▶ Description of the task
Write out each line of the material below once more, exactly as it appears.

::: Data under study :::

PR #2482, opened 2025-02-13
Create tooltips similar to Mirador

### LINKED ISSUE #2449: Add tooltips window a la Mirador
In mirador when you hover over the header and sidebar you see tooltips for each button.

Technically since we are doing tooltips we should add [aria-describedby](To make this accessible make sure to follow the guide here that describes how to use aria-describedby https://developer.mozilla.org/en-US/docs/Web/Accessibility/ARIA/Roles/tooltip_role) but considering our tooltips are most likely going to match our aria-label, we probably shouldn't add accessibility because the screenreader will repeat the label and the tooltip which will be the same.

Image
Image
Image
Image

jcoyne:
Screenshot 2025-02-13 at 2 28 03 PM

Fixes #2449

### DIFF
--- a/app/assets/stylesheets/companion_window.css
+++ b/app/assets/stylesheets/companion_window.css
@@ -4,6 +4,21 @@
   --color-fog-light: #f4f4f4;
 }
 
+.tooltip {
+  position: absolute;
+  opacity: 0;
+  transition: opacity 100ms linear;
+  color: #ddd;
+  font-family: "Roboto", Helvetica, sans-serif;
+  font-size: 0.6rem;
+  background-color: #555;
+  padding: 0.3rem;
+  border-radius: 5px;
+  &.show {
+    opacity: 1;
+  }
+}
+
 .authLinkWrapper {
   align-items: center;
   display: flex;
--- a/app/assets/stylesheets/companion_window.css
+++ b/app/assets/stylesheets/companion_window.css
@@ -5,9 +5,7 @@
 }
 
 .tooltip {
-  position: absolute;
-  opacity: 0;
-  transition: opacity 100ms linear;
+  display: none;
   color: #ddd;
   font-family: "Roboto", Helvetica, sans-serif;
   font-size: 0.6rem;
@@ -15,7 +13,7 @@
   padding: 0.3rem;
   border-radius: 5px;
   &.show {
-    opacity: 1;
+    display: block;
   }
 }
 
--- a/app/assets/stylesheets/companion_window.css
+++ b/app/assets/stylesheets/companion_window.css
@@ -6,12 +6,12 @@
 
 .tooltip {
   display: none;
-  color: #ddd;
+  color: white;
   font-family: "Roboto", Helvetica, sans-serif;
-  font-size: 0.6rem;
-  background-color: #555;
-  padding: 0.3rem;
-  border-radius: 5px;
+  font-size: 0.6875rem;
+  background-color: rgba(97, 97, 97, 0.92);
+  padding: 4px 8px;
+  border-radius: 4px;
   &.show {
     display: block;
   }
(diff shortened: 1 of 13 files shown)


app/assets/stylesheets/companion_window.css
```diff
@@ -4,6 +4,19 @@
   --color-fog-light: #f4f4f4;
 }
 
+.tooltip {
+  display: none;
+  color: #ddd;
+  font-family: "Roboto", Helvetica, sans-serif;
+  font-size: 0.6rem;
+  background-color: #555;
```
dnoneill, line 12:
```suggestion
  background-color: #555;
  background-color: #616161;
```
Mirador has a background color of rgba(97, 97, 97, .92) which is #616161 in hex

dnoneill, line 12:
```suggestion
  font-weight: 500;
```

app/assets/stylesheets/companion_window.css
```diff
@@ -4,6 +4,19 @@
   --color-fog-light: #f4f4f4;
 }
 
+.tooltip {
+  display: none;
+  color: #ddd;
```
dnoneill, line 9:
```suggestion
  color: #ddd;
  color: white;
```
Mirador uses white

app/assets/stylesheets/companion_window.css
```diff
@@ -4,6 +4,19 @@
...
+  font-family: "Roboto", Helvetica, sans-serif;
+  font-size: 0.6rem;
+  background-color: #555;
+  padding: 0.3rem;
+  border-radius: 5px;
```
dnoneill, line 14:
```suggestion
  border-radius: 5px;
  border-radius: 4px;
```
Mirador uses 4px

app/assets/stylesheets/companion_window.css
```diff
@@ -4,6 +4,19 @@
   --color-fog-light: #f4f4f4;
 }
 
+.tooltip {
+  display: none;
+  color: #ddd;
+  font-family: "Roboto", Helvetica, sans-serif;
+  font-size: 0.6rem;
```
dnoneill, line 11:
```suggestion
  font-size: 0.6rem;
  font-size: 0.6875rem;
```

app/assets/stylesheets/companion_window.css
```diff
@@ -4,6 +4,19 @@
...
+  background-color: #555;
+  padding: 0.3rem;
```
dnoneill, line 13:
```suggestion
  padding: 0.3rem;
  padding: .25rem .5rem;
```

app/assets/stylesheets/companion_window.css
```diff
@@ -4,6 +4,19 @@
...
+  border-radius: 5px;
+  &.show {
+    display: block;
```
dnoneill, line 16: `z-index: 1000;` or whatever you think makes more sense

Without this the tooltips get cut off in the header

Screenshot 2025-02-13 at 5 40 13 PM
Screenshot 2025-02-13 at 5 39 56 PM
Screenshot 2025-02-13 at 5 39 53 PM

dnoneill (dismissed):

app/assets/stylesheets/companion_window.css
jcoyne: I'm not seeing this cut off behavior. How are you getting it?

dnoneill: Just by hovering with my mouse. Let me try in Chrome. I forgot my old version of Firefox does weird stuff.

dnoneill: Yup. It is an old firefox issue. I am not seeing this behavior in chrome or safari

dnoneill (approved):
I think this is probably a separate issue but we should apply this tooltip to https://github.com/sul-dlss/sul-embed/blob/354c44a6c8a026c956be94baca0ae92528e7ff2a/app/components/media/wrapper_component.rb#L21-L26

jcoyne:
@dnoneill I've added tooltips for the prev/next controls too.

dnoneill (approved):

:::

▶ Exercise solution
PR #2482, opened 2025-02-13
Create tooltips similar to Mirador

### LINKED ISSUE #2449: Add tooltips window a la Mirador
In mirador when you hover over the header and sidebar you see tooltips for each button.

Technically since we are doing tooltips we should add [aria-describedby](To make this accessible make sure to follow the guide here that describes how to use aria-describedby https://developer.mozilla.org/en-US/docs/Web/Accessibility/ARIA/Roles/tooltip_role) but considering our tooltips are most likely going to match our aria-label, we probably shouldn't add accessibility because the screenreader will repeat the label and the tooltip which will be the same.

Image
Image
Image
Image

jcoyne:
Screenshot 2025-02-13 at 2 28 03 PM

Fixes #2449

### DIFF
--- a/app/assets/stylesheets/companion_window.css
+++ b/app/assets/stylesheets/companion_window.css
@@ -4,6 +4,21 @@
   --color-fog-light: #f4f4f4;
 }
 
+.tooltip {
+  position: absolute;
+  opacity: 0;
+  transition: opacity 100ms linear;
+  color: #ddd;
+  font-family: "Roboto", Helvetica, sans-serif;
+  font-size: 0.6rem;
+  background-color: #555;
+  padding: 0.3rem;
+  border-radius: 5px;
+  &.show {
+    opacity: 1;
+  }
+}
+
 .authLinkWrapper {
   align-items: center;
   display: flex;
--- a/app/assets/stylesheets/companion_window.css
+++ b/app/assets/stylesheets/companion_window.css
@@ -5,9 +5,7 @@
 }
 
 .tooltip {
-  position: absolute;
-  opacity: 0;
-  transition: opacity 100ms linear;
+  display: none;
   color: #ddd;
   font-family: "Roboto", Helvetica, sans-serif;
   font-size: 0.6rem;
@@ -15,7 +13,7 @@
   padding: 0.3rem;
   border-radius: 5px;
   &.show {
-    opacity: 1;
+    display: block;
   }
 }
 
--- a/app/assets/stylesheets/companion_window.css
+++ b/app/assets/stylesheets/companion_window.css
@@ -6,12 +6,12 @@
 
 .tooltip {
   display: none;
-  color: #ddd;
+  color: white;
   font-family: "Roboto", Helvetica, sans-serif;
-  font-size: 0.6rem;
-  background-color: #555;
-  padding: 0.3rem;
-  border-radius: 5px;
+  font-size: 0.6875rem;
+  background-color: rgba(97, 97, 97, 0.92);
+  padding: 4px 8px;
+  border-radius: 4px;
   &.show {
     display: block;
   }
(diff shortened: 1 of 13 files shown)


app/assets/stylesheets/companion_window.css
```diff
@@ -4,6 +4,19 @@
   --color-fog-light: #f4f4f4;
 }
 
+.tooltip {
+  display: none;
+  color: #ddd;
+  font-family: "Roboto", Helvetica, sans-serif;
+  font-size: 0.6rem;
+  background-color: #555;
```
dnoneill, line 12:
```suggestion
  background-color: #555;
  background-color: #616161;
```
Mirador has a background color of rgba(97, 97, 97, .92) which is #616161 in hex

dnoneill, line 12:
```suggestion
  font-weight: 500;
```

app/assets/stylesheets/companion_window.css
```diff
@@ -4,6 +4,19 @@
   --color-fog-light: #f4f4f4;
 }
 
+.tooltip {
+  display: none;
+  color: #ddd;
```
dnoneill, line 9:
```suggestion
  color: #ddd;
  color: white;
```
Mirador uses white

app/assets/stylesheets/companion_window.css
```diff
@@ -4,6 +4,19 @@
...
+  font-family: "Roboto", Helvetica, sans-serif;
+  font-size: 0.6rem;
+  background-color: #555;
+  padding: 0.3rem;
+  border-radius: 5px;
```
dnoneill, line 14:
```suggestion
  border-radius: 5px;
  border-radius: 4px;
```
Mirador uses 4px

app/assets/stylesheets/companion_window.css
```diff
@@ -4,6 +4,19 @@
   --color-fog-light: #f4f4f4;
 }
 
+.tooltip {
+  display: none;
+  color: #ddd;
+  font-family: "Roboto", Helvetica, sans-serif;
+  font-size: 0.6rem;
```
dnoneill, line 11:
```suggestion
  font-size: 0.6rem;
  font-size: 0.6875rem;
```

app/assets/stylesheets/companion_window.css
```diff
@@ -4,6 +4,19 @@
...
+  background-color: #555;
+  padding: 0.3rem;
```
dnoneill, line 13:
```suggestion
  padding: 0.3rem;
  padding: .25rem .5rem;
```

app/assets/stylesheets/companion_window.css
```diff
@@ -4,6 +4,19 @@
...
+  border-radius: 5px;
+  &.show {
+    display: block;
```
dnoneill, line 16: `z-index: 1000;` or whatever you think makes more sense

Without this the tooltips get cut off in the header

Screenshot 2025-02-13 at 5 40 13 PM
Screenshot 2025-02-13 at 5 39 56 PM
Screenshot 2025-02-13 at 5 39 53 PM

dnoneill (dismissed):

app/assets/stylesheets/companion_window.css
jcoyne: I'm not seeing this cut off behavior. How are you getting it?

dnoneill: Just by hovering with my mouse. Let me try in Chrome. I forgot my old version of Firefox does weird stuff.

dnoneill: Yup. It is an old firefox issue. I am not seeing this behavior in chrome or safari

dnoneill (approved):
I think this is probably a separate issue but we should apply this tooltip to https://github.com/sul-dlss/sul-embed/blob/354c44a6c8a026c956be94baca0ae92528e7ff2a/app/components/media/wrapper_component.rb#L21-L26

jcoyne:
@dnoneill I've added tooltips for the prev/next controls too.

dnoneill (approved):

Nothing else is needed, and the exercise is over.